En el primer año de la Era Meiji, la pagoda de cinco pisos de Horyu-ji se puso a la venta por 50 yenes, y no llamó la atención de ningún posible comprador. Sin embargo, sí hubo quien comprara la pagoda de cinco pisos de Kofuku-ji por 30 yenes, pero solo la quería para prenderle fuego y poder recoger los detalles de oro al final. Cuando le dijeron que, si lo hacía, todo el pueblo de Nara se incendiaría, mandó a los monjes al infierno. Esa es la única razón por la que esa pagoda sobrevive hasta hoy.

El precio de cosas como estas cambia. No hay nada grandioso en las cosas cuyo valor de venta cambia. Podríamos estar sin ellas. Hay cosas más importantes. Zazen es lo que importa

Puntos de vista obsoletos. Lo que los adultos enseñan a los niños no es otra cosa que puntos de vista obsoletos. Decir que bueno es bueno y que malo es malo, es cosa del pasado. Incluso un vegetal que algún día estaba bueno queda incomible cuando ha pasado su tiempo. Siempre debemos ver las cosas con una perspectiva fresca. Dices «esto es importante», pero ¿qué es importante? No hay nada que sea tan importante. Al morir dejaremos todo atrás de cualquier forma. Los bienes culturales y los tesoros nacionales de Nara o Kioto desaparecerán tarde que temprano. ¡Podríamos prenderles fuego justo ahora!

Últimamente hay templos en Kioto que son hoteles y casas de huéspedes. Es extraño cómo algunas personas no pueden pensar más allá de dinero y comida.

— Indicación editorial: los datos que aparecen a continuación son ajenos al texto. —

PR #209, opened 2020-01-25
Close #208

### LINKED ISSUE #208: Actor Reminders with `period=TimeSpan.FromMilliseconds(-1)` corrupt state passed to `IRemindable.ReceiveReminderAsync()`
## Expected Behavior

Actors can register reminders. The .NET API indicates that passing a TimeInterval value of -1ms means that the timer is never triggered. My actor code has a `Tick` function, and after receiving `Tick` message, my actor should independently do some long-running stuff. So I decided to call `RegisterReminderAsync` with a DueTime of +1ms (so that the registered core is executed directly after `Tick()` finishes. And I chose to `Period` to be `TimeSpan.FromMilliseconds(-1)`, so that my function is not called on a recurring basis. Also, I'm passing a serialized JSON as state.

## Actual Behavior

When `IRemindable.ReceiveReminderAsync()` is invoked by the runtime, I noticed that the supplied state does not contain my JSON string, but the value `"0h0m0s1ms"`. So somehow, the DueTime slips over into the State. 

## Repro

```csharp
namespace Core.Application.Common.ActorImplementations
{
    using System;
    using System.Text;
    using System.Threading.Tasks;
    using Newtonsoft.Json;
    using Dapr.Actors;
    using Dapr.Actors.Runtime;
    using Core.Domain;

    public class FlightServiceQueryActorState
    {
        public string CoordinatorId { get; set; }

        public byte[] ToBytes() => Encoding.UTF8.GetBytes(JsonConvert.SerializeObject(this));

        public static FlightServiceQueryActorState FromBytes(byte[] bytes) => JsonConvert.DeserializeObject<FlightServiceQueryActorState>(Encoding.UTF8.GetString(bytes));
    }

    [Actor(TypeName = ActorNames.FlightServiceQueryActor)]
    public class FlightServiceQueryActor : Actor, IRemindable, IFlightServiceQueryActor
    {
        public FlightServiceQueryActor(ActorService actorService, ActorId actorId) : base(actorService, actorId) { }

        const string AfterTickReminder = "AfterTick";
        static readonly TimeSpan Never = TimeSpan.FromMilliseconds(-1);

        async Task IFlightServiceQueryActor.Tick(string senderId, int duration)
        {
            var state = new FlightServiceQueryActorState { CoordinatorId = senderId };

            await base.RegisterReminderAsync(
                reminderName: AfterTickReminder, 
                state: state.ToBytes(),
                dueTime: TimeSpan.FromMilliseconds(1),
                period: Never);

            await Console.Out.WriteLineAsync($"Tick tock {this.Id.GetId()}");
        }

        async Task IRemindable.ReceiveReminderAsync(string reminderName, byte[] stateBytes, TimeSpan dueTime, TimeSpan period)
        {
            var state = FlightServiceQueryActorState.FromBytes(stateBytes);

            var coordinator = ActorProxies.CreateFlightTravelCoordinationFor(state.CoordinatorId);

            await Console.Out.WriteLineAsync($"Reminder {this.Id.GetId()} -- {state.CoordinatorId}");
        }
    }
}
```

Result exception is this:

```text
time="2020-01-25T11:37:35+01:00" level=error msg="error executing reminder: error from actor service: "
fail: Microsoft.AspNetCore.Server.Kestrel[13]
      Connection id "0HLT1GA8OGV6N", Request id "0HLT1GA8OGV6N:00000006": An unhandled exception was thrown by the application.
System.ArgumentOutOfRangeException: Specified argument was out of the range of valid values.
   at Dapr.Actors.Runtime.ConverterUtils.ConvertTimeSpanFromDaprFormat(String valueString) in C:\github\dapr\dotnet-sdk\src\Dapr.Actors\Runtime\ConverterUtils.cs:line 28
   at Dapr.Actors.Runtime.ReminderInfo.DeserializeAsync(Stream stream) in C:\github\dapr\dotnet-sdk\src\Dapr.Actors\Runtime\ReminderInfo.cs:line 56
   at Dapr.Actors.Runtime.ActorManager.FireReminderAsync(ActorId actorId, String reminderName, Stream requestBodyStream, CancellationToken cancellationToken) in C:\github\dapr\dotnet-sdk\src\Dapr.Actors\Runtime\ActorManager.cs:line 162
   at Dapr.Actors.AspNetCore.RouterBuilderExtensions.<>c.<<AddReminderRoute>b__4_0>d.MoveNext() in C:\github\dapr\dotnet-sdk\src\Dapr.Actors.AspNetCore\RouterBuilderExtensions.cs:line 101
```
## Root cause

The current code serializes a negative `TimeSpan` into an empty string, which results subsequently in an `ArgumentOutOfRangeException` within `ConverterUtils.ConvertTimeSpanFromDaprFormat`. I changed that implementation to return a `default(TimeSpan)` when an empty or null string is passed in. However, looking through the code, I'm not sure whether it should instead be the -1ms.

chgeuer:
# Description

## Issue reference

This will close #208 

## Checklist

* [x] Code compiles correctly
* [x] Created/updated tests


amanbha:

Un monje es alguien que lo ha dejado todo completamente. También significa que ha dejado ir la estupidez de grupo. El monje actual solo quiere aferrarse a las cosas. Por eso son unos buenos para nada.

Cuando le das premios a un gato, pierde el interés por cazar ratones. Un perro consentido ya no vigila. Hasta los humanos dejan de ser útiles para trabajar cuando tienen dinero y se relajan.